The exhibitions are free and open to everyone during regular gallery hours of Monday through Saturday, 10:00am to 4:00pm and Sunday, noon to 4:00pm.

Visit https://www.rehobothartleague.org/.

Thursday, January 28, 2016

The Coastal Camera Club: A Juried Exhibition

By Guest Blogger, Stan Divorski Stan Divorski is an artist and avid art and photography collector who lives in Lewes, Delaware. He has a PhD in Psychology from Northwestern University, a Certificate in Painting and Drawing from the Corcoran College of Art and Design in Washington DC and has studied modern art curating at the Chelsea College of Arts in London.

All art or photography lovers must see this joint exhibition of the Rehoboth Art League and the Coastal Camera Club
, showing the work of photographers who are members in both organizations.
The artists display a creative — and at times playful — willingness to explore what the medium has to offer. Each artist shows a willingness to experiment with ground, presentation, image manipulation and staging to create uniquely effective images. The curators, Jay Pastore and Lee Mills, are to be congratulated for putting together a captivating demonstration of this diversity.

A few examples from this abundance of worthy images are in order. Dick Snyder’s “Florentine Ceiling” sets the tone by challenging the viewer to make sense of his black and white abstraction of a cathedral ceiling. Dizzying perspective, rich pattern, narrow tonal range and frameless canvas support simultaneously suggest M.C. Escher, a medieval tapestry and a Southeast Asia temple wall painting. 

Linda Rosenbluth’s “Out on the Town” at first appears to be an art deco poster of the 1930s, due to saturated neutral colors, rectilinear composition and flat light. Closer examination confirms a photo of a modern urban scene. 

Robin Harrison’s “At Rest” depicts a flamingo without the curved neck and stick legs that dominate most images of the bird. Harrison has selected a pose that abstracts the essence of the bird, highlighting its shyness and the textural richness and subtle color variation of its plumage. 

"Reflection" by Brooke Hedge
Brooke Hedge’s “Reflection” exemplifies how to capture mystery with only minimal editing of a photograph. Traditionally framed and matted, this black and white view of a young woman’s sun dappled reflection could well have been titled “Narcissus” after Ovid’s boy of that name.
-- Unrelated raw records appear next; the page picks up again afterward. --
PR #2664, opened 2025-08-25
Extension for MarginalLogDensities.jl, take 2

ElOceanografo:
Opening a new version of #2421, as discussed in https://github.com/TuringLang/Turing.jl/pull/2662. Adds an extension for MarginalLogDensities.jl, along with a new exported  `marginalize` function.

### DIFF
--- a/ext/TuringMarginalLogDensitiesExt.jl
+++ b/ext/TuringMarginalLogDensitiesExt.jl
@@ -1,0 +1,46 @@
+module TuringMarginalLogDensitiesExt
+
+using Turing: Turing, DynamicPPL
+using Turing.Inference: LogDensityProblems
+using MarginalLogDensities: MarginalLogDensities
+
+
+# Use a struct for this to avoid closure overhead.
+struct Drop2ndArgAndFlipSign{F}
+    f::F
+end
+
+(f::Drop2ndArgAndFlipSign)(x, _) = -f.f(x)
+
+_to_varname(n::Symbol) = DynamicPPL.@varname($n)
+_to_varname(n::DynamicPPL.AbstractPPL.VarName) = n
+
+function Turing.marginalize(
+    model::DynamicPPL.Model,
+    varnames::Vector,
+    method::MarginalLogDensities.AbstractMarginalizer = MarginalLogDensities.LaplaceApprox(),
+)
+    # Determine the indices for the variables to marginalise out.
+    varinfo = DynamicPPL.typed_varinfo(model)
+    vns = _to_varname.(varnames)
+    varindices = reduce(vcat, DynamicPPL.vector_getranges(varinfo, vns))
+    # Construct the marginal log-density model.
+    # Use linked `varinfo` to that we're working in unconstrained space
+    varinfo_linked = DynamicPPL.link(varinfo, model)
+
+    f = Turing.Optimisation.OptimLogDensity(
+        model,
+        Turing.DynamicPPL.getlogjoint,
+        # Turing.DynamicPPL.typed_varinfo(model)
+        varinfo_linked
+    )
+
+    # HACK: need the sign-flip here because `OptimizationContext` is a hacky impl which
+    # represent the _negative_ log-density.
+    mdl = MarginalLogDensities.MarginalLogDensity(
+        Drop2ndArgAndFlipSign(f), varinfo_linked[:], varindices, (), method
+    )
+    return mdl
+end
+
+end
--- a/src/extensions.jl
+++ b/src/extensions.jl
@@ -1,0 +1,3 @@
+function marginalize(model, varnames, method)
+    error("This function is available after importing MarginalLogDensities.")
+end
--- a/Project.toml
+++ b/Project.toml
@@ -41,10 +41,12 @@ StatsFuns = "4c63d2b9-4356-54db-8cca-17b64c39e42c"
 
 [weakdeps]
 DynamicHMC = "bbc10e6e-7c05-544b-b16e-64fede858acb"
+MarginalLogDensities = "f0c3360a-fb8d-11e9-1194-5521fd7ee392"
 Optim = "429524aa-4258-5aef-a3af-852621145aeb"
 
 [extensions]
 TuringDynamicHMCExt = "DynamicHMC"
+TuringMarginalLogDensitiesExt = "MarginalLogDensities"
 TuringOptimExt = "Optim"
 
 [compat]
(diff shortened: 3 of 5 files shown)


ext/TuringMarginalLogDensitiesExt.jl
```diff
@@ -0,0 +1,46 @@
...
+    # Construct the marginal log-density model.
+    # Use linked `varinfo` to that we're working in unconstrained space
+    varinfo_linked = DynamicPPL.link(varinfo, model)
+
+    f = Turing.Optimisation.OptimLogDensity(
+        model,
+        Turing.DynamicPPL.getlogjoint,
+        # Turing.DynamicPPL.typed_varinfo(model)
+        varinfo_linked
+    )
```
penelopeysm: Just making a note here that I am pretty sure that there's a double negative sign somewhere here with `OptimLogDensity` and the `FlipSign` thing, so I think we will be able to simplify this. (Pre-DynamicPPL 0.37, it used to be that `OptimLogDensity` was the only way to get the log-joint _without_ the Jacobian term, so I'm guessing that's why it got used here, but now we can do that more easily with `getlogjoint`.)

src/extensions.jl
```diff
@@ -0,0 +1,3 @@
+function marginalize(model, varnames, method)
+    error("This function is available after importing MarginalLogDensities.")
+end
```
penelopeysm: I looked through MLD's and Turing's deps, and the only new dep would be HCubature which is a pretty small dep. So I might be in favour to just making this part of the source code itself instead of an extension. (I think Julia extensions are a really good thing in general but there are a few downsides to them, like having to do this kind of 'define in main package and extend in extension' stuff.)

ext/TuringMarginalLogDensitiesExt.jl
```diff
@@ -0,0 +1,46 @@
...
+    varinfo = DynamicPPL.typed_varinfo(model)
+    vns = _to_varname.(varnames)
+    varindices = reduce(vcat, DynamicPPL.vector_getranges(varinfo, vns))
+    # Construct the marginal log-density model.
+    # Use linked `varinfo` to that we're working in unconstrained space
+    varinfo_linked = DynamicPPL.link(varinfo, model)
+
+    f = Turing.Optimisation.OptimLogDensity(
+        model,
+        Turing.DynamicPPL.getlogjoint,
```
penelopeysm: I think it could also be nice to make this function `getlogjoint` an optional argument to `marginalize`, because if you substitute this out with `getloglikelihood` or `getlogprior` you can calculate other marginal densities. Again this was something that DPPL 0.37 made possible!

ext/TuringMarginalLogDensitiesExt.jl
```diff
@@ -0,0 +1,46 @@
...
+        varinfo_linked
+    )
+
+    # HACK: need the sign-flip here because `OptimizationContext` is a hacky impl which
+    # represent the _negative_ log-density.
+    mdl = MarginalLogDensities.MarginalLogDensity(
+        Drop2ndArgAndFlipSign(f), varinfo_linked[:], varindices, (), method
+    )
+    return mdl
+end
```
penelopeysm: From reading the MLD readme, I gather that you can do a couple of things with this:

1. Evaluate the marginal log density by calling it
2. Perform optimisation to get point estimates

Would it also be useful to be able to perform MCMC sampling with this? In principle it's not too difficult: a function that takes a vector of parameters, and returns a float, is pretty much what NUTS needs.

To do it properly will probably take a bit of time: I think we would have to either change the interface of `DynamicPPL.LogDensityFunction` or (perhaps easier) do a wrapper around it that keeps track of which variables are marginalised out. So it wouldn't have to be part of this PR. But if this is worth doing then I could have a think about how to do it.

penelopeysm (commented):
Thanks for this! Just some thoughts (no actual code).

ext/TuringMarginalLogDensitiesExt.jl
ElOceanografo: This should already work in theory, since MLD objects implement the LogDensityProblems interface ([here](https://github.com/ElOceanografo/MarginalLogDensities.jl/blob/173be897692f67111ac058c065876ac46c1d93bb/src/MarginalLogDensities.jl#L250)). Would be good to add a test for it though.

src/extensions.jl
ElOceanografo: Sure, this one's up to you guys. I don't mind either way.

ext/TuringMarginalLogDensitiesExt.jl
ElOceanografo: I think it's still needed, `getlogjoint` appears to return a negative log-density:
```julia
@model function demo()
       x ~ Normal()
end
model = demo()
f = Turing.Optimisation.OptimLogDensity(
        model,
        DynamicPPL.getlogjoint,
        DynamicPPL.typed_varinfo(model)
)
f([0]) # 0.9189385332046728
logpdf(Normal(), 0) #-0.9189385332046728
```

ext/TuringMarginalLogDensitiesExt.jl
ElOceanografo: Never mind, I thought it was "just working" but it isn't. Shouldn't be too hard to with some kind of simple wrapper though.

ext/TuringMarginalLogDensitiesExt.jl
ElOceanografo: Done.

ext/TuringMarginalLogDensitiesExt.jl
penelopeysm: Yuppp, the samplers right now only work with DynamicPPL.Model. We should broaden those types and make an interface but it's quite a large undertaking.

Do you know if AD would be able to differentiate the marginal log-density?

ext/TuringMarginalLogDensitiesExt.jl
penelopeysm: Ah, but that's the fault of OptimLogDensity not getlogjoint :)

penelopeysm: Not asking you to fix it btw- happy to do it when I'm back to writing code!

ext/TuringMarginalLogDensitiesExt.jl
ElOceanografo: Not yet, it's the last major feature I need to add to MLD. It's a bit tricky since you need to differentiate through the Hessian of an optimization result, but it should be possible.

src/extensions.jl
penelopeysm: Alright, I'm back at work. I started trying to move some code, then I realised that nothing in this actually needs Turing. So I'm fairly certain that this should be in DynamicPPL (as an extension) rather than in Turing. I'm going to make a PR to DynamicPPL with the code shuffled around (and with the log-density sign thing fixed), will ping you over there :)

penelopeysm:
Transferred to https://github.com/TuringLang/DynamicPPL.jl/pull/1036!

Its subject is Pre-Raphaelite, and its texture is that of Monet’s brush strokes. The image symbolizes innocent purity, the fleeting nature of beauty and the uncertainty of perception. 

Adjacent to Hedge’s work, Leslie Sinclair’s “Woodland Tea Party” takes a less purist approach. The frameless, aluminum mounted image of a tea table in a forest is a light painting (composed of multiple individually lit layers combined to form the final image). Reminiscent of Gregory Crewdson’s large scale, staged cinematic tableau, this smaller work is carefully arranged, conjuring Alice in Wonderland as interpreted by David Lynch.

If this exhibit is representative, The Coastal Camera Club may be more than a club, but rather the beginnings of a school of photography with a vision unique to the Delaware shore.

The Rehoboth Art League, with 1800 members, is Sussex County's first organized cultural arts center. Located on a historic plantation, it encourages artists and arts education and sponsors exhibits and programs.

The Coastal Camera Club, with more than 200 members, serves the Delaware seashore. It encourages and promotes interest in all phases of photography, encourages education in photography, holds contests and presents awards, and promotes the photographic efforts of its membership.